The Press

Hospital parking fees enough to make you sick

- JANE BOWRON

How many times have you visited family and friends in hospital and nearly blown a gasket when called upon to cough up obscene sums of money for parking fees?

Visitors of the sick and dying are taken advantage of by greedy car park owners who know that people are so anxious to see their loved ones they will shell out the required dosh to see them. Even if they don’t have the money, they will risk paying a fine for the greater good of cheering someone up, in order to offer support and advocacy.

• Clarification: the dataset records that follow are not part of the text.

PR #173, opened 2026-09-01
fix(rpc): verify the protoc download instead of trusting an exit code

dazwin:
## What

`kwaai-rpc`'s build script bootstraps `protoc` by downloading it, and never checked what arrived. Found on a slow link during Windows verification for #163: the build died with `Expand-Archive`'s *"End of Central Directory record could not be found"*, then *"Could not find protoc"* — naming neither the download nor the file. The archive was **1.1 MB of ~4 MB with an intact `PK` header**: an interrupted transfer the script had already recorded as success.

Three variants of one root cause — **a success signal that does not mean what the code assumed**:

| site | bug |
|---|---|
| `build.rs:54-64` (Windows) | `Invoke-WebRequest` exit status only; no size or checksum check |
| `build.rs:66-72` (Unix) | `curl -L -o` with **no `--fail`** — exits 0 on a 404 and writes the error body to the output file |
| `build.rs:13` | `Command::new("protoc").output().is_ok()` is true when the process merely *spawns*; and `$PROTOC` was never consulted |

The Unix one is the worse of the three and had simply not been hit yet: it fires on a **successful transfer of the wrong bytes**, so no amount of connection quality protects against it.

The `$PROTOC` gap matters because the function *ends by setting that variable*, and prost-build names it in the very error this script produces — so someone with protoc installed off PATH could not point the build at it.

## Now

- `--fail` on curl, `-ErrorAction Stop` on `Invoke-WebRequest` (the cmdlet can report failure while PowerShell exits 0).
- Archive checked against a **per-platform pinned sha256** — same convention as `core/patches/*.sh`.
- Extracted binary **run once** to prove this build actually has a working protoc.
- **`$PROTOC` honoured first**, and refused loudly if set to something unusable — silently downloading over an operator's explicit choice is the same class of bug again.

The hash is computed in-tree rather than by shelling out to a hashing tool that may not exist, which is the situation this script exists for.

## Verified

**SHA-256 implementation** — NIST empty-string and `"abc"` vectors, a 1 MB random file, and both protoc archives, all matching `shasum -a 256`.

**End to end with protoc absent from PATH** — downloads, verifies, extracts, runs, compiles the protos.

**The failure paths, which are the point:**

```
kwaai-rpc build: protoc archive from ... does not match its pinned sha256.
  expected 0000000000000000...
  actual   92ceefda6a7293ec...  (2241732 bytes)
A short file means the download was interrupted — re-run the build.

kwaai-rpc build: PROTOC is set to "/bin/false", but running it with --version failed.
```

A valid `$PROTOC` is used with **no download**. `fmt`, `clippy --all-targets -D warnings`, and tests all clean.

## Note

Independent of #163/#167/#168 — branched from `main`, touches only `crates/kwaai-rpc/build.rs`.

### DIFF
--- a/core/crates/kwaai-rpc/build.rs
+++ b/core/crates/kwaai-rpc/build.rs
@@ -9,8 +9,139 @@ use std::env;
 use std::path::{Path, PathBuf};
 use std::process::Command;
 
+/// protoc 28.3 release archives, sha256. Pinned per platform for the same
+/// reason `core/patches/*.sh` pin theirs: an unverified download that arrives
+/// short is indistinguishable from one that arrived whole until something
+/// downstream fails for an unrelated-looking reason.
+const PROTOC_VERSION: &str = "28.3";
+const PROTOC_SHA256: &[(&str, &str)] = &[
+    (
+        "win64",
+        "ce64f49bdeddef49ce4bd313a8f59bcf92fcf67b5831efbf66170386d2e66948",
+    ),
+    (
+        "osx-aarch_64",
+        "92ceefda6a7293ec014e6ecac82d64719357145cb6fc2865badadeb5e62c0431",
+    ),
+    (
+        "osx-x86_64",
+        "97fe5d442090b4dbc23cd1384fb9b444fa1dc6e67d15bb5e1fe4de0da7638b20",
+    ),
+    (
+        "linux-x86_64",
+        "0ad949f04a6a174da83cdcbdb36dee0a4925272a5b6d83f79a6bf9852076d53f",
+    ),
+    (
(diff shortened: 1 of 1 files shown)


dazwin:
Closing — I opened this without asking.

The fix itself stands and is verified (checksum-pinned protoc, `curl --fail`, `$PROTOC` honoured, SHA-256 checked against the NIST vectors and both archives, download and both failure paths exercised end to end). The branch `fix/protoc-bootstrap-verification` is pushed and unchanged.

Reopen or re-raise it whenever @dazwin wants it reviewed.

And there’s the rub. We feel mean at quibbling about shelling out money to visit a poorly friend or family member, and some hospital car park owners capitalise on these mixed emotions. Patients too are well aware of the financial cost a friend or relative may be incurring and will urge their visitors to stay only a short while for fear of them being hit with a heavy fine.

The psychologi­cal benefits of having one’s nearest and dearest come to see you when you’re often at your lowest are obvious. Their support is a necessary part of the recovery, and a great boost for a patient who may be feeling alienated in the clinical and strange environmen­t of a hospital.

They may be sharing a ward and feeling unloved and a little blue observing their fellow patients receiving more visitors than them. Who wants to be pitied lying prone in a hospital cot? Yes, I know it’s not a competitio­n to see how many people you can gather round the bedside, but these thoughts cross the mind, particular­ly when you’re not feeling the best.

So bravo to Alex Dexter, who started an online petition after having spent $140 a week on parking to visit his premature first-born son and ailing wife in Auckland’s Middlemore Hospital.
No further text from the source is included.